● TASK INSTRUCTIONS:
Transcribe word for word the lines below from the line with "lll->slave.window_size_prepare_us = 0;" through the line with "peer should not", ends included.

▼

PR #518, opened 2021-05-12
Upmerge 12 V 2021

nvlsianpu:
Regular upmerge to v2.6.0 tag

PR #528, opened 2021-05-28
[nrf fromtree] Bluetooth: Mesh: Pass correct pointer to publish_sent

michal-narajowski:
This commit fixes a bug where incorrect pointer passed to publish_sent
in access.c caused bus fault.

Signed-off-by: Pavel Vasilyev <pavel.vasilyev@nordicsemi.no>

### DIFF
--- a/subsys/bluetooth/mesh/access.c
+++ b/subsys/bluetooth/mesh/access.c
@@ -215,7 +215,7 @@ static int pub_period_start(struct bt_mesh_model_pub *pub)
 		BT_DBG("Update failed, skipping publish (err: %d)", err);
 		pub->count = 0;
 		pub->period_start = k_uptime_get_32();
-		publish_sent(err, pub);
+		publish_sent(err, pub->mod);
 		return err;
 	}
 


joerchan:
Why is this a noup? Shouldn't it be fixed there as well?

michal-narajowski:
@joerchan That's my bad, I just checked if this issue exists upstream and didn't check if it was fixed there.

joerchan:
@michal-narajowski Thanks, that makes more sense. We like to keep references to commits (fromtree) or pull-requests (fromlist) by having references to what is being cherry-picked. That makes the upmerge procedure much easier.

So please add "cherry-picked from 8717a0f6787421c0adb566a6b20495a34f76f1d5" to your commit message.
FYI you can do `git cherry-pick -s -x <sha>` to do this automatically.

Also since there is an upmerge procedure already in progress you might want to ask @nvlsianpu if he can cherry-pick it into that for you instead.

trond-snekvik:
Included in upmerge (#518)

PR #533, opened 2021-06-01
openthread: Enable support for CSL and Link metrics in NCS

lmaciejonczyk:


nvlsianpu (approved):

edmont (approved):

MarekPorwisz (approved):

drivers/ieee802154/ieee802154_nrf5.c
```diff
@@ -61,7 +62,12 @@ static struct nrf5_802154_data nrf5_data;
 #define ACK_REQUEST_BIT (1 << 5)
 #define FRAME_PENDING_BYTE 1
 #define FRAME_PENDING_BIT (1 << 4)
-#define TXTIME_OFFSET_US  (5 * USEC_PER_MSEC)
+#define TXTIME_OFFSET_US (1 * USEC_PER_MSEC)
+
+#define DRX_SLOT_PH 0
```
hubertmis, line 67: nit: Short comment would be nice that this one is a slot for placeholder, while the other one is for actual RX window. I know how it works, but for someone getting familiar with this mechanism it would be easier to understand meaning of `PH` and `RX`.

drivers/ieee802154/ieee802154_nrf5.c
```diff
@@ -61,7 +62,12 @@ static struct nrf5_802154_data nrf5_data;
...
+#define DRX_SLOT_RX 1
+#define PH_DURATION 10
+#define XTAL_ACCURACY 20
```
hubertmis, line 70: This value should be configurable. I think it should be taken from devicetree. Alternatively, kconfig could be used.

drivers/ieee802154/ieee802154_nrf5.c
```diff
@@ -577,7 +606,16 @@ static int nrf5_start(const struct device *dev)
 
 static int nrf5_stop(const struct device *dev)
 {
+#if defined(CONFIG_OPENTHREAD_CSL_RECEIVER)
+	if (nrf_802154_sleep_if_idle() != NRF_802154_SLEEP_ERROR_NONE) {
+		if (nrf5_data.event_handler) {
```
hubertmis, line 611: What would happen if there is no `event_handler` set? I think `else` block should be somehow implemented.

drivers/ieee802154/ieee802154_nrf5.c
```diff
@@ -650,6 +688,69 @@ static void nrf5_iface_init(struct net_if *iface)
...
+	nrf_802154_key_t key;
+	uint8_t key_id_to_remove;
+
+	__ASSERT(mac_keys, "Invalid argument.");
+
+	/* Remove old invalid key assuming that its index is first_valid_key_id - 1.
+	 * TODO: This is Thread specific assumption, need to be changed when RD will provided
+	 * API for removing all keys or handling this internally.
+	 */
+	key_id_to_remove = (*mac_keys).key_index == 1 ? 0x80 : (*mac_keys).key_index - 1;
```
hubertmis, line 704: Throughout this function there is `(*mac_keys).sth`. Customary in C we use `mac_keys->sth`. It would be easier to follow the code if `->` was used instead.

drivers/ieee802154/ieee802154_nrf5.c
```diff
@@ -650,6 +688,69 @@ static void nrf5_iface_init(struct net_if *iface)
...
+		err = nrf_802154_security_key_store(&key);
+		__ASSERT(err == NRF_802154_SECURITY_ERROR_NONE ||
+				 err == NRF_802154_SECURITY_ERROR_ALREADY_PRESENT,
+			 "Storing key failed, err: %d", err);
+		mac_keys++;
+	};
+}
+#endif /* CONFIG_NRF_802154_ENCRYPTION */
+
+#if defined(CONFIG_OPENTHREAD_CSL_RECEIVER)
```
hubertmis, line 729: This `#if` - `#endif` block seems OpenThread specific. I think it should be replaced with something more generic like simple `nrf_802154_receive_at` abstraction and move most of this code to OpenThread radio platform implementation.

drivers/ieee802154/ieee802154_nrf5.c
```diff
@@ -712,6 +813,50 @@ static int nrf5_configure(const struct device *dev,
...
+#if defined(CONFIG_NRF_802154_ENCRYPTION)
+	case IEEE802154_CONFIG_MAC_KEYS:
+		nrf5_config_mac_keys(config->mac_keys);
+		break;
+
+	case IEEE802154_CONFIG_FRAME_COUNTER:
+		nrf_802154_security_global_frame_counter_set(config->frame_counter);
+		break;
+
+	case IEEE802154_CONFIG_ENH_ACK_HEADER_IE: {
```
hubertmis, line 827: This `case` should not be placed inside `#if defined(CONFIG_NRF_802154_ENCRYPTION)`

drivers/ieee802154/ieee802154_nrf5.c
```diff
@@ -712,6 +813,50 @@ static int nrf5_configure(const struct device *dev,
...
+		uint8_t short_addr_le[SHORT_ADDRESS_SIZE];
+		uint8_t ext_addr_le[EXTENDED_ADDRESS_SIZE];
+
+		sys_put_le16(config->ack_ie.short_addr, short_addr_le);
+		sys_memcpy_swap(ext_addr_le, config->ack_ie.ext_addr, EXTENDED_ADDRESS_SIZE);
```
hubertmis, line 832: Why `_swap`? If it is caused by endianness I think both BE and LE should be handled here. Or at least a comment that you expect `config->ack_ie.ext_addr` in big (little?) endian format.

drivers/ieee802154/ieee802154_nrf5.c
```diff
@@ -650,6 +688,69 @@ static void nrf5_iface_init(struct net_if *iface)
...
+	 * API for removing all keys or handling this internally.
+	 */
+	key_id_to_remove = (*mac_keys).key_index == 1 ? 0x80 : (*mac_keys).key_index - 1;
+
+	key.id.mode = (*mac_keys).key_id_mode;
+	key.id.p_key_id = &key_id_to_remove;
+
+	nrf_802154_security_key_remove(&key.id);
+
+	while ((*mac_keys).key_value != NULL) {
```
hubertmis, line 711: I think `for (struct ieee802154_key *keys = mac_keys; keys->key_value; keys++)` would clearer show the intention to iterate over all values in `mac_keys` array.

hubertmis (approved):
I would modify market places in this PR. But I'm OK to keep it for now as it is, take technical debt and pay it later.

include/net/ieee802154_radio.h
```diff
@@ -171,8 +172,8 @@ enum ieee802154_config_type {
 	/** Configure a radio reception slot */
 	IEEE802154_CONFIG_RX_SLOT,
 
-	/** Enable CSL receiver (Endpoint) */
-	IEEE802154_CONFIG_CSL_RECEIVER,
+	/** Configure CSL receiver (Endpoint) period */
+	IEEE802154_CONFIG_CSL_PERIOD,
```
rlubos, line 176: Does that mean there's no runtime configuration for enabling/disabling CLS? Just a compile-time switch?

rlubos (approved):
Looks good, but please don't hesitate with submitting `[nrf toup]` patches upstream.

include/net/ieee802154_radio.h
hubertmis: In current API design, radio drivers do not support CSL. They just expose function that enable higher layers to implement CSL. Because of this, it is not possible to enable/disable CSL runtime.

If higher layer would like to disable CSL, it should just stop calling `config(IEEE802154_CONFIG_CSL_RX_TIME, ...)` and reset Header IEs in Enh-Acks.

lmaciejonczyk: From what I understand, in the case of OpenThread, if we build with the CSL support we can turn it on/off in runtime.

edmont: From IEEE 802.15.4-2-15:

> The CSL mode is turned on when the PIB attribute macCslPeriod is nonzero and turned off when macCslPeriod is zero.

hubertmis: > From IEEE 802.15.4-2015:
> 
> > The CSL mode is turned on when the PIB attribute macCslPeriod is nonzero and turned off when macCslPeriod is zero.

But it does not work for this API. If radio drivers fully supported CSL, you would need this simple function to set `IEEE802154_CONFIG_CSL_PERIOD` to enable or disable CSL. However, in current design, most of CSL is implemented in a higher (MAC) layer that must keep setting `IEEE802154_CONFIG_RX_SLOT`, `IEEE802154_CONFIG_CSL_RX_TIME` sequentially to keep CSL active.

rlubos: > But it does not work for this API. If radio drivers fully supported CSL, you would need this simple function to set IEEE802154_CONFIG_CSL_PERIOD to enable or disable CSL.

I think I'm understanding even less about the feature now. What about the `nrf5_config_csl_period()` implementation then, it seems to call `nrf5_receive_at()` underneath - what's the point if the upper layer is supposed to call `IEEE802154_CONFIG_CSL_RX_TIME `/`IEEE802154_CONFIG_RX_SLOT` anyway? I think we need better documentation for these configuration options given that we're confused about the usage even internally.

edmont: @rlubos do you think this point should be better explained?

```
/* A placeholder reception window is scheduled so that the radio driver is able to inject
 * the proper CSL Phase in the transmitted CSL Information Elements.
 */
```

rlubos: @edmont I wonder if `IEEE802154_CONFIG_CSL_PERIOD` should have a side effect of setting an RX slot, or whether the user should rather call `IEEE802154_CONFIG_CSL_PERIOD`/`IEEE802154_CONFIG_RX_SLOT` slot combo. 

But if it indeed should have configure the RX slot as well (I assume it's a single shot, as from the discussion above it seems the radio driver will not reschedule the next slot) this information should be at very least documented in the `ieee802154_radio.h` option descripiton, not hidden inside Nordic implementation.

hubertmis: I agree we should document it better. Right now implementing CSL in higher layer is enigmatic.

Basically, to implement CSL higher layer must:

1. Set `IEEE802154_CONFIG_CSL_PERIOD`
2. Set following (not the closes one) CSL window time (`IEEE802154_CONFIG_CSL_RX_TIME`)
3. Schedule the closest CSL window (set `IEEE802154_CONFIG_RX_SLOT`)
4. After the closest CSL window is finished, go to step 2

When period is changed, the higher layer shall:

1. Set new `IEEE802154_CONFIG_CSL_PERIOD`
2. Continue iteration from step 2 above

hubertmis: From a driver implementation point of view:

`IEEE802154_CONFIG_CSL_PERIOD` is needed to set period in CSL IE
`IEEE802154_CONFIG_CSL_RX_TIME` is needed to set phase in CSL IE
`IEEE802154_CONFIG_RX_SLOT` is needed to schedule RX window precisely

rlubos: Thanks for explaination. Shouldn't `IEEE802154_CONFIG_CSL_RX_TIME` be confgured to some value before `IEEE802154_CONFIG_CSL_PERIOD` though, given it makes use `nrf5_data.csl_rx_time`?

Anyway, I am aware we're tight on schedule, so don't bother with the documentation now if the solution works for you. But we should really consider improving it when submitting the patches upstream.

hubertmis: > Shouldn't IEEE802154_CONFIG_CSL_RX_TIME be confgured to some value before IEEE802154_CONFIG_CSL_PERIOD though, given it makes use nrf5_data.csl_rx_time?

Right. Fixing in the comment above.

ioannisg:
PArt of #546

PR #535, opened 2021-06-01
[nrf fromlist] tfm: Put saving of FPU context into its own file so ...

oyvindronningstad:
... it can be reused

Also, to ease readability.

Upstream PR: https://github.com/zephyrproject-rtos/zephyr/pull/35846


ioannisg (approved):
I've reviewed the upstream PR, so +1 here, since I guess it's a cherry-pick.

arch/Kconfig
```diff
@@ -830,6 +830,7 @@ menu "Floating Point Options"
 config FPU
 	bool "Enable floating point unit (FPU)"
 	depends on CPU_HAS_FPU
+	depends on !IS_SPM
```
ioannisg, line 833: hm, this is really not needed, IMHO.

ioannisg (changes requested):
Honestly, I think this is something we should block in upstream as well. I'll send a patch that you can review @oyvindronningstad .

ioannisg (approved):

shantha-14 (approved):

tejlmand (approved):

PR #536, opened 2021-06-01
[nrf toup] Override the TF-M MBEDCRYPTO_PATH

ioannisg:
The TF-M build is passed a path to the mbedtls project
directory, however, NCS has its own mbedtls variant. When
building with TF-M we use a generator expression to allow
setting the path to mbedtls from nrf_security.

Signed-off-by: Ioannis Glaropoulos <Ioannis.Glaropoulos@nordicsemi.no>

### DIFF
--- a/modules/trusted-firmware-m/CMakeLists.txt
+++ b/modules/trusted-firmware-m/CMakeLists.txt
@@ -183,7 +183,7 @@ function(trusted_firmware_build)
       ${PSA_TEST_ARG}
       ${TFM_CMAKE_ARGS}
       -DTFM_TEST_REPO_PATH=${ZEPHYR_TRUSTED_FIRMWARE_M_MODULE_DIR}/tf-m-tests
-      -DMBEDCRYPTO_PATH=${ZEPHYR_TRUSTED_FIRMWARE_M_MODULE_DIR}/../../crypto/mbedtls/mbedtls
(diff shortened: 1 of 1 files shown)


frkv (approved):
LGTM

oyvindronningstad (approved):

tejlmand (approved):

ioannisg:
Will change this to "toup", as it looks we might want to support this upstream, i.e. a configurable mbedcrypto path.

frkv:
> Will change this to "toup", as it looks we might want to support this upstream, i.e. a configurable mbedcrypto path.

I would like to have a cleaner thing that this. It is very generator-expression heavy as it stands right now... This was the reason for the nrf_temphack tag. @tejlmand: We discussed splitting it up into more statements to make it more readable. Is that possible to do quickly?

magnev (approved):

ioannisg:
> > Will change this to "toup", as it looks we might want to support this upstream, i.e. a configurable mbedcrypto path.
> 
> I would like to have a cleaner thing that this. It is very generator-expression heavy as it stands right now... This was the reason for the nrf_temphack tag. @tejlmand: We discussed splitting it up into more statements to make it more readable. Is that possible to do quickly?

That's why I set it to "toup", signaling our intentions here. Does not have to be submitted as is.

tejlmand:
> That's why I set it to "toup", signaling our intentions here. Does not have to be submitted as is.

and which is exactly why I approved as-is :wink: 
Already discussed outside of this PR.

anangl (approved):

PR #540, opened 2021-06-04
[nrf fromlist] soc: Make capacitor for LFXO configurable for nRF53 and Host security Kconfig

jostn:
Switch from using internal 6pf to internal 7pf load capacitor for LFXO.
Use a default clock accuracy of 50PPM as this matches lab results.

50PPM should be sufficient for common operating temperatures of
25degC +- 15.

Signed-off-by: Johan Stridkvist <johan.stridkvist@nordicsemi.no>


soc/arm/nordic_nrf/nrf53/Kconfig.soc
```diff
@@ -142,6 +142,30 @@ config SOC_ENABLE_LFXO
 	  to use the LFXO. Otherwise, XL1 and XL2 pins will behave as regular
 	  GPIOs.
 
+choice SOC_ENABLE_LFXO_CAP
```
eugmes, line 145: Maybe this can be done in the `soc` node of the device tree? Clock node is probably appropriate:

```
clock: clock@xxxx {
   lfco-cap: "external"; // or "6pf", "7pf", "9pf"
}
```

eugmes: That may require a different node because it is not common between net/app cores.

jostn: I suggest to not change the device tree at this point - It will drag in more changes.
For instance, we should move more parts of the configuration into the device tree:
- LFCLK source
- PPM
- Capacitors

in addition we will need to split the device tree for nRF52 and nRF53, as the options are different for the MCU cores and families.

sigurdnev:
Seem to be some overlap here with this PR: https://github.com/zephyrproject-rtos/zephyr/pull/35874/

carlescufi (changes requested):
Cherry-pick fromlist: https://github.com/zephyrproject-rtos/zephyr/pull/35874

anangl (approved):

ioannisg:
@carlescufi if this is to go in for 1.6, you need to complete your review :)

carlescufi:
> @carlescufi if this is to go in for 1.6, you need to complete your review :)

I have just talked to @jostn and I’d like him to make a change in the second commit.

carlescufi (approved):

ioannisg (approved):

PR #542, opened 2021-06-07
Bluetooth: Mesh: Align capitalization from BT Mesh to BT mesh in doc.

Balaklaka:
Align the capitalization of the term "Bluetooth Mesh" to Bluetooth mesh" in the documentation.


Balaklaka:
This was going to wrong project.

PR #545, opened 2021-06-09
[nrf fromtree] modules: tf-m: fix NS image selection for regression t…

ioannisg:
…ests

When running with TFM Regression option set, but without
BL2 (MCUboot) we need to use the TF-M's NS binary, and not
the Zephyr application. This was selected properly for the
case with MCUboot boot already, but not when running the
regression tests without MCUboot.

Signed-off-by: Ioannis Glaropoulos <Ioannis.Glaropoulos@nordicsemi.no>


ioannisg:
This is needed, for fixing the TFM build plan in NCSDK CI

andvib (approved):
Tested, fixes bug

ioannisg:
Part of #546

PR #551, opened 2021-06-10
Ncs 1.6 rebase

mbolivar-nordic:
Empty diff with d0a048cd01edc65e775cbf06a572f4d511cfcc1c.

### DIFF
--- a/arch/Kconfig
+++ b/arch/Kconfig
@@ -830,6 +830,7 @@ menu "Floating Point Options"
 config FPU
 	bool "Enable floating point unit (FPU)"
 	depends on CPU_HAS_FPU
+	depends on !IS_SPM
 	help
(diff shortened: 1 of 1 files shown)


tejlmand (commented):
Looking good,

You may squash:
https://github.com/nrfconnect/sdk-zephyr/pull/551/commits/e6435eeabb4575cb90025c326b978204dccb44ed
into 
https://github.com/nrfconnect/sdk-zephyr/commit/c5feda0deb63888d33331874b24c69308b11b824

as the commit message says:
> Hopefully, those two commits can be dropped in near future when code
is reworked, but in case both patches are still needed next time the
sdk-zephyr patchset is cleaned up and history is re-written then please
squash this commit with:
c5feda0

This will give us one less `temphack` to maintain.

PR #555, opened 2021-06-15
Bluetooth: Cherry-pick upstream commits

jori-nordic:
[nrf fromtree] Bluetooth: host: Prevent race condition in pairing procedure

Moving the key check after checking that no pairing or encryption
procedure is started fixes a race condition that is seen in some PTS
tests:

GATT/CL/GAR/BI-04-C
GATT/CL/GAR/BI-16-C
GATT/CL/GAR/BI-21-C
GATT/CL/GAW/BI-05-C
GATT/CL/GAW/BI-12-C

[nrf fromlist] Bluetooth: L2CAP: Fix missing net_buf_unref()

In case of non-recoverable errors (e.g. the connection breaks while
transmitting), the l2cap_chan_tx_process deques the net_buf but does
not unreference it. As this is inside a work queue thread, the sending
thread gets no information on this error, relying on the tx_process to
ultimately free the buffer.

Upstream PR: zephyrproject-rtos/zephyr#36031

[nrf fromtree] Bluetooth: controller: Check length field of scan response data

Check the length field of the scan response data.

[nrf fromtree] Bluetooth: controller: Fix initial empty flag for peripheral

Fix to avoid an assertion when processing an acknowledgment
in the first connection event in peripheral role.

Ensure that empty flag reflects the state of the Tx queue,
as a peripheral the first connection event has no prior PDU
transmitted, an incorrect acknowledgment by peer should
not dequeue a PDU that has not been transmitted on air.

Relates to assert added in commit 2bfaadf ("Bluetooth:

### DIFF
--- a/subsys/bluetooth/controller/ll_sw/nordic/lll/lll_slave.c
+++ b/subsys/bluetooth/controller/ll_sw/nordic/lll/lll_slave.c
@@ -165,6 +165,24 @@ static int prepare_cb(struct lll_prepare_param *p)
 		lll->slave.window_size_prepare_us;
 	lll->slave.window_size_prepare_us = 0;
 
+	/* Ensure that empty flag reflects the state of the Tx queue, as a
+	 * peripheral if this is the first connection event and as no prior PDU
+	 * is transmitted, an incorrect acknowledgment by peer should not
+	 * dequeue a PDU that has not been transmitted on air.
+	 */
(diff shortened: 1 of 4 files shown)


joerchan (approved):

jori-nordic:
Rebasing to make CI pass

cvinayak (approved):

▲

● WRITTEN SOLUTION:
 	lll->slave.window_size_prepare_us = 0;
 
+	/* Ensure that empty flag reflects the state of the Tx queue, as a
+	 * peripheral if this is the first connection event and as no prior PDU
+	 * is transmitted, an incorrect acknowledgment by peer should not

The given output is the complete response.